Several vaccines for the human respiratory syncytial virus (RSV) are currently in the works. But their efficacy could be challenged by one property of the virus that makes it hard to catch.
A recent study published in the journal Virus Evolution found that RSV is capable of evading vaccines because of its ability to rapidly mutate.
RSV is responsible for lower respiratory tract infections among children. However, little is known about its evolution, variation and distribution due to the scarcity of complete genome data.
The research team decided to focus on the evolutionary dynamics of the virus to understand its spread and genomic variability. The researchers collected nasopharyngeal samples from hospitalized pediatric patients in Buenos Aires, Argentina, who tested positive for RSV from 2014 to 2017.
The samples were randomly subsampled for complete genome sequencing, leading to one of the largest collections of RSV genomes from a given location published thus far.

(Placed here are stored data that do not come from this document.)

PR #150, opened 2018-11-20
[Bug] Add BestLocalAddress when responding to getAddr messages

zquestz:
Currently, we don't send our own IP when receiving getAddr messages, this makes sure to include it in the address list.

Testing this now. =)

EDIT: And I have been seen!

```
"35.202.172.160:8333":{"version":"\/bchd:0.13.0\/","country":"US","height":557436,"flags":293}
```

### DIFF
--- a/server.go
+++ b/server.go
@@ -1262,6 +1262,17 @@ func (sp *serverPeer) OnGetAddr(_ *peer.Peer, msg *wire.MsgGetAddr) {
 	// Get the current known addresses from the address manager.
 	addrCache := sp.server.addrManager.AddressCache()
 
+	// Add our best net address for peers to discover us. If the port
+	// is 0 that indicates no worthy address was found, therefore
+	// we do not broadcast it. We also must trim the cache by one
+	// entry if we insert a record to prevent sending past the max
+	// send size.
+	bestAddress := sp.server.addrManager.GetBestLocalAddress(sp.NA())
+	if bestAddress.Port != 0 {
+		addrCache = addrCache[1:]
+		addrCache = append(addrCache, bestAddress)
+	}
+
 	// Push the addresses.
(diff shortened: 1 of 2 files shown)


server.go
```diff
@@ -1262,6 +1262,17 @@ func (sp *serverPeer) OnGetAddr(_ *peer.Peer, msg *wire.MsgGetAddr) {
...
+	// Add our best net address for peers to discover us. If the port
+	// is 0 that indicates no worthy address was found, therefore
+	// we do not broadcast it. We also must trim the cache by one
+	// entry if we insert a record to prevent sending past the max
+	// send size.
+	bestAddress := sp.server.addrManager.GetBestLocalAddress(sp.NA())
+	if bestAddress.Port != 0 {
+		addrCache = addrCache[1:]
+		addrCache = append(addrCache, bestAddress)
+	}
```
emergent-reasons: I think it doesn't really matter, but this will unnecessarily trim 1 if we aren't already over the limit in `AddressCache`, right?

zquestz: Yep, but I didn't want to export the const for the max addr cache size. Figured it doesn't really matter as there are plenty of addresses already being sent.

zquestz:
Ok, I changed my mind. Would love some commentary. I reverted my node to master and it immediately disappeared again. No bchd nodes were found. I redeployed this branch, and the node starting showing up within 2 minutes. I think this should probably go in, even if we get crawled a lot more. Any comments? @cpacia @tyler-smith

nshopik:
Will it report correct address if there many of them? what about IPv6 only addresses how does it select which one to report?

zquestz:
@nshopik the GetBestLocalAddress handles this for us. It handles IPv4/IPv6 and checks routeability!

In the four-year course of the sampling, there had been four consecutive outbreaks. RSV-B dominated during the 2014 to 2016 outbreaks at 60%, but RSV-A took over in 2017 when the latter accounted for 90% of cases.
Many do not see RSV as a serious threat since it is only responsible for mild, cold-like symptoms. However, children below six months and immunocompromised people are at risk of dying when they contract the virus.
Preventive measures need to be implemented to hamper RSV fatalities from happening. But so far, there is still no available vaccine for RSV.
Several candidates are in the final stages of clinical testing, with the advisory panel of the U.S. Food and Drug Administration (FDA) already recommending the use of two candidates from Pfizer and GSK in older adults.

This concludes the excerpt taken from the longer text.